In order to describe the physics of these processes, we need some way to specify the water vapor content of the atmosphere. There are many ways to do this and we will use a few of them in this class. The first is something called vapor pressure.
Vapor pressure (e) is the gas pressure (force/area) exerted by water vapor molecules alone. The higher the concentration of water vapor molecules (number density), the higher the vapor pressure. The average air pressure at sea level is about 1013 millibars (mb). If the total air pressure is 1013 mb and water vapor makes up 1% of the air molecules, then the vapor pressure is 1% of 1013 mb or 10.13 mb. Water vapor is a trace gas in the atmosphere of Earth -- the maximum vapor pressure is never more than about 40 mb. For now the important concept is that vapor pressure is one way to keep track of the amount of the gas water vapor. For our purposes, the higher the vapor pressure, the greater the amount of water vapor in the air.
A Physical Explanation of the Processes of Evaporation and Condensation and the concept of Saturation, are depicted in this figure depicting the relationship between vapor pressure and saturation. [The figure should open in a new tab. It does not fit well on this page with the text. Click on the image to zoom.] The figure shows what happens in a "closed system." In this context a closed system means that no air or water vapor on the inside can leave the flask and no air or water vapor from outside can enter the flask. In the closed system experiment, there is a laboratory flask partially filled with liquid water, so that there is a space for gases above the liquid surface. There is a tight stopper on top of the flask to prevent gases from leaving or entering the system.
Evaporation and condensation are competing processes that occur simultaneously at the liquid water-air interface. The rate of evaporation is defined as the number of water molecules that change phase from liquid to gas each second. The rate of evaporation is mainly set by the temperature of the liquid water. The higher the temperature of the liquid water, the faster the rate of evaporation. At the scale of individual molecules, a molecule of liquid water will evaporate (change phase from liquid to gas) whenever that molecule has enough energy to break free of the chemical bonds it has with neighboring liqiud water molecules. Remember that the temperature measures the average energy possessed by the individual molecules in the substance. In reality, there is a wide range of energies within a substance, with some molecules having more than the average energy and some molecules having less than the average energy. The higher the temperture of the liquid water, the higher the average energy of the liquid molecules, and the more likely that there will be molecules that have enough energy to break free from the liquid bonds. Thus, the higher the temperature, the faster the rate of evaporation. Remember that the process of evaporation is continuously taking place and the rate at which happens is set by the temperature of the closed system.

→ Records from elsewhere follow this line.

PR #929, opened 2024-11-22
use ClimaArtifacts Lehmann 2008 evaporation artifact

juliasloan25:
## Purpose 
Use Lehmann et al 2008 evaporation dataset, added to ClimaArtifacts in https://github.com/CliMA/ClimaArtifacts/pull/82

## Content

----

### DIFF
--- a/src/Artifacts.jl
+++ b/src/Artifacts.jl
@@ -179,9 +179,9 @@ function topmodel_data_path(; context = nothing)
 end
 
 """
-    lehmann_assouline_or2008_evaporation_data(; context=nothing)
+    lehmann2008_evaporation_data(; context=nothing)
 
-Local path to file containing measured evaporation rate as a function of time
+Returns the path to file containing measured evaporation rate as a function of time
 for bare soil.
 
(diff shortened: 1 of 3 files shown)


src/Artifacts.jl
```diff
@@ -194,9 +194,9 @@ function topmodel_data_path(; context = nothing)
 end
 
 """
-    lehmann_assouline_or2008_evaporation_data(; context=nothing)
+    lehmann2008_evaporation_data(; context=nothing)
 
-Local path to file containing measured evaporation rate as a function of time
+Returns the path to file containing measured evaporation rate as a function of time
 for bare soil.
```
kmdeck, line 200: Can mention here that it refers to Figure 8 of the paper.

kmdeck (approved):
thank you! Looks good

src/Artifacts.jl
juliasloan25: Further down in the docstring it says "Data was originally collected by ... and presented
in Figure 8 of that work."

PR #931, opened 2024-11-25
Update soil water bc and snow conductivity to match paper

kmdeck:
## Purpose 
This PR makes two changes which bring the soil and snow model in line with the equations we have in the paper.
1. Evaporation/condensation is include in the "influx" term from which we then compute runoff and infiltration. Previously, we computed infiltration/runoff from Precip+snowmelt (if applicable), and then set the BC as infiltration+evap. Now we compute infiltration/runoff from Precip+snowmelt+evap, and set the BC = infiltration. This allows us to handle heavy condensation events also, which I think caused NaN before, and so I also stopped setting Evap and subl to 0 if condensation was occuring.
2. Non-dimensionalize the coefficients for thermal conductivity in snow. If the snow density = ice density, we get kappa_snow = kappa_ice exactly

### DIFF
--- a/src/integrated/land.jl
+++ b/src/integrated/land.jl
@@ -481,19 +481,22 @@ function soil_boundary_fluxes!(
 ) where {FT}
     bc = soil.boundary_conditions.top
     p.soil.turbulent_fluxes .= turbulent_fluxes(bc.atmos, soil, Y, p, t)
-    Soil.Runoff.update_runoff!(
-        p,
-        bc.runoff,
-        p.drivers.P_liq .+ p.snow.water_runoff .* p.snow.snow_cover_fraction .+
-        p.excess_water_flux,
-        Y,
-        t,
-        soil,
-    )
-    @. p.soil.top_bc.water =
-        p.soil.infiltration +
+    # influx = maximum possible rate of infiltration given precip, snowmelt, evaporation/condensation
+    # but if this exceeds infiltration capacity of the soil, runoff will
+    # be generated.
+    # Use top_bc.water as temporary storage to avoid allocation
+    influx = p.soil.top_bc.water
+    @. influx =
+        p.drivers.P_liq +
+        p.snow.water_runoff * p.snow.snow_cover_fraction +
+        p.excess_water_flux +
         (1 - p.snow.snow_cover_fraction) *
         p.soil.turbulent_fluxes.vapor_flux_liq
+    # The update_runoff! function computes how much actually infiltrates
+    # given influx and our runoff model bc.runoff, and updates
+    # p.soil.infiltration in place
+    Soil.Runoff.update_runoff!(p, bc.runoff, influx, Y, t, soil)
+    @. p.soil.top_bc.water = p.soil.infiltration
     @. p.soil.top_bc.heat =
         (1 - p.snow.snow_cover_fraction) * (
             p.soil.R_n +
--- a/src/standalone/Snow/snow_parameterizations.jl
+++ b/src/standalone/Snow/snow_parameterizations.jl
@@ -165,15 +165,23 @@ Computes the thermal conductivity, given the density
 of the snow, according to Equation
 5.33 from Bonan's textbook, which in turn is taken from
 Jordan (1991).
+
+We have adjusted the original equation to make the coefficients
+non-dimensional by multiplying by the first by x = ρ_ice/ρ_ice
+and the second by x², with ρ_ice in kg/m³.
+
+When ρ_snow = ρ_ice, we recover κ_snow = κ_ice.
 """
 function snow_thermal_conductivity(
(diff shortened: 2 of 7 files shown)


juliasloan25:
> This allows us to handle heavy condensation events also, which I think caused NaN before, and so I also stopped setting Evap and subl to 0 if condensation was occuring.

Do you think this is related to the set of NaNs we were debugging yesterday, or is it separate?

src/integrated/land.jl
```diff
@@ -481,19 +481,12 @@ function soil_boundary_fluxes!(
...
-        p.excess_water_flux,
-        Y,
-        t,
-        soil,
-    )
-    @. p.soil.top_bc.water =
-        p.soil.infiltration +
-        (1 - p.snow.snow_cover_fraction) *
-        p.soil.turbulent_fluxes.vapor_flux_liq
+    influx = @. p.drivers.P_liq +
```
juliasloan25, line 484: Is influx here different from infiltration? It seems like it is the water available at the surface that may infiltrate into the soil, and it gets separated into runoff and infiltration, but I'm not 100% sure. It would be good to add a comment clarifying

src/standalone/Snow/snow_parameterizations.jl
```diff
@@ -170,9 +170,11 @@ function snow_thermal_conductivity(
     parameters::SnowParameters{FT},
 ) where {FT}
     _κ_air = FT(LP.K_therm(parameters.earth_param_set))
+    _ρ_ice = FT(LP.ρ_cloud_ice(parameters.earth_param_set))
     κ_ice = parameters.κ_ice
     return _κ_air +
-           (FT(7.75e-5) * ρ_snow + FT(1.105e-6) * ρ_snow^2) * (κ_ice - _κ_air)
+           (FT(0.07) * (ρ_snow / _ρ_ice) + FT(0.93) * (ρ_snow / _ρ_ice)^2) *
```
juliasloan25, line 176: Are the coefficients here from Bonan's book? And do they change in this PR because the dimensionality of the thermal conductivity changed?

src/standalone/Snow/snow_parameterizations.jl
```diff
@@ -170,9 +170,11 @@ function snow_thermal_conductivity(
     parameters::SnowParameters{FT},
 ) where {FT}
     _κ_air = FT(LP.K_therm(parameters.earth_param_set))
+    _ρ_ice = FT(LP.ρ_cloud_ice(parameters.earth_param_set))
```
juliasloan25, line 173: update docstring too

src/standalone/Soil/energy_hydrology.jl
```diff
@@ -987,8 +987,6 @@ function soil_turbulent_fluxes_at_a_point(
         )
         x::FT = 4 * K_sfc * (1 + Ẽ0 / (4 * K_c))
         Ẽ *= x / (Ẽ0 + x)
-    else
-        Ẽ *= 0 # condensation, set to zero
```
juliasloan25, line 991: Is it okay to leave evap/sublimation unchanged if condensation is occurring? Maybe in this case they'll tend towards 0 in the equations solved in `evaporation` anyway?

src/standalone/Snow/snow_parameterizations.jl
kmdeck: The original coefficients were from Bonan's book, yes!  but it's not ideal to have coefficients with units  (the first would be per unit density, the second per unit density squared, but it might not be clear if these are kg/m^3 or something else for density). so I basically multiplied 7.75e-5 rho_snow by rho_ice/rho_ice, or 0.07 = 917*7.75e-5.

Also, it is clear now that if you plug in rho_snow = rho_ice, you get back k_air + (0.07+0.93)*(k_ice - k_air) = k_ice.

src/integrated/land.jl
kmdeck: I added comments in all 4 files with this.

src/standalone/Snow/snow_parameterizations.jl
kmdeck: I updated the doc string

kmdeck:
> > This allows us to handle heavy condensation events also, which I think caused NaN before, and so I also stopped setting Evap and subl to 0 if condensation was occuring.
> 
> Do you think this is related to the set of NaNs we were debugging yesterday, or is it separate?

I think it is seperate, because I turned off condensation in the current version of main (this PR would turn it back on)

src/standalone/Soil/energy_hydrology.jl
kmdeck: let's discuss in person!

juliasloan25 (approved):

The rate of condensation is defined as the number of water vapor molecules that change phase from gas to liquid each second. The rate of condensation depends mainly on the vapor pressure in the space above the liquid surface. The vapor pressure increases as the concentration of water vapor in the space above the liquid increases. Thus, the higher the concentration of water vapor molecules above the liquid surface, the faster the rate of condensation. Condensation occurs when a water vapor molecule collides with the liquid water surface, and chemically binds to the liquid water molecules. It should make sense that the higher the vapor pressure, the greater the rate of collisions, and the greater the rate of condensation.

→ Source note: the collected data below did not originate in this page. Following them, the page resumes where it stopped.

PR #938, opened 2024-12-03
use soil grids parameters

kmdeck:
## Purpose 
Use the new soilgrids parameters in place of the constant values we were using previously

## To-do
double check long runs

## Content
Added soilgrids artifact
Use artifact in spatially varying parameters (default)

----

### DIFF
--- a/src/Artifacts.jl
+++ b/src/Artifacts.jl
@@ -60,6 +60,26 @@ function soil_params_artifact_folder_path(; context = nothing)
 end
 
 """
+    soil_grids_params_artifact_path(; lowres = true, context)
+
+Return the path to the file that contains the soil texture parameters
+needed for the Balland and Arp (2005) thermal conductivity model.
+
+Returns a ~1 degree version by default (lowres = true).
+"""
+function soil_grids_params_artifact_path(; context = nothing, lowres = true)
+    if lowres
+        dir = @clima_artifact("soilgrids_lowres", context)
+        file = "soil_solid_vol_fractions_soilgrids_lowres.nc"
+        return joinpath(dir, file)
+    else
+        dir = @clima_artifact("soilgrids", context)
+        file = "soil_solid_vol_fractions_soilgrids.nc"
+        return joinpath(dir, file)
+    end
+end
+
+"""
     experiment_fluxnet_data_path(
         site_ID;
         context = nothing,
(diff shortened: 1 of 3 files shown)


src/Artifacts.jl
```diff
@@ -59,6 +59,25 @@ function soil_params_artifact_folder_path(; context = nothing)
...
+    context = nothing,
+    lowres = true,
+)
+    if lowres
+        return @clima_artifact("soilgrids_lowres", context)
+    else
+        return @clima_artifact("soilgrids", context)
+    end
+end
+
```
imreddyTeja, line 80: If there is only one file in each artifact, we should probably follow the existing pattern and make this 

`soil_grids_params_artifact_data()` or `soil_grids_params_data_path`

and directly return the path to the lowres or full-resolution artifact.  See the `topmodel_data_path` and `lehmann2008_evaporation_data` functions.

src/simulations/spatial_parameters.jl
```diff
@@ -280,39 +281,59 @@ function default_spatially_varying_soil_parameters(
...
+    )
+    # we require that the sum of these be less than 1 and equal to or bigger than zero.
+    # The input should satisfy this almost exactly, but the regridded values may not.
+    function texture_sum_norm(ν_ss_gravel, ν_ss_quartz, ν_ss_om)
+        texture_sum = ν_ss_gravel + ν_ss_quartz + ν_ss_om 
+        texture_norm = texture_sum <= 1 ? 1 : texture_sum
+    end
+    @. ν_ss_gravel = ν_ss_gravel / texture_sum_norm(ν_ss_gravel, ν_ss_quartz, ν_ss_om)
+    @. ν_ss_om = ν_ss_om / texture_sum_norm(ν_ss_gravel, ν_ss_quartz, ν_ss_om)
+    @. ν_ss_quartz = ν_ss_quartz / texture_sum_norm(ν_ss_gravel, ν_ss_quartz, ν_ss_om)
```
imreddyTeja, line 335: If the sum of the three relative volumes is greater than 1, then value returned by `texture_sum_norm(ν_ss_gravel, ν_ss_quartz, ν_ss_om)` will be different for each of the 3 calls, and the rescaling will be less for `ν_ss_quartz` than for `ν_ss_om`, which will be less than `ν_ss_gravel`. The final result will then still sum to greater than 1. Is this intentional?

kmdeck: good catch!! I need to compute the sum and store it, and then use it for all three computations.

src/Artifacts.jl
kmdeck: ok! I fixed this

imreddyTeja (approved):

PR #939, opened 2024-12-04
use ARS222; run longruns for 4 years

kmdeck:
## Purpose 
This PR switches all of our experiments and tutorials to use ARS222. They were previously using ARS111, but this fails to converge in some cases, which we first discovered in multi-year global runs. For example, see the following plot where the solver fails to converge and instead oscillates unphysically before breaking.

Note that two runs (soil_canopy_tutorial.jl and global_soil_canopy.jl) were previously using ARS343 and are unified here with the other runs to use ARS222.

This PR also extends the longruns to run for 4 years, so we can see the behavior in the time range where we've been seeing NaNs.

### DIFF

Here is a brief explanation for the previously referenced figure depicting the relationship between vapor pressure and saturation. Panel (a) shows the system immediately after liquid water has been added with no time allowed for evaporation. The pressure gauge shows the pressure of the dry air inside the flask. The initial vapor pressure is zero. Consider the rates of evaporation and condensation. The rate of evaporation is set by the temperature, which is 20°C, while the rate of condensation is zero in panel (a) since the vapor pressure is zero before any time has been allowed for evaporation. Since the rate of evaporation is greater than the rate of condensation, there will be a net movement of liquid water to water vapor. A short time later in panel (b), there is now a measureable vapor pressure. Keep in mind that the rate of evaporation has not changed since the temperature of the system is still 20°C, however the rate of condensation is increasing as the vapor pressure inside the flask increases. This continues until panel (c), when the vapor pressure has now increased to the point where the rate of condensation has now increased to equal the rate of evaporation.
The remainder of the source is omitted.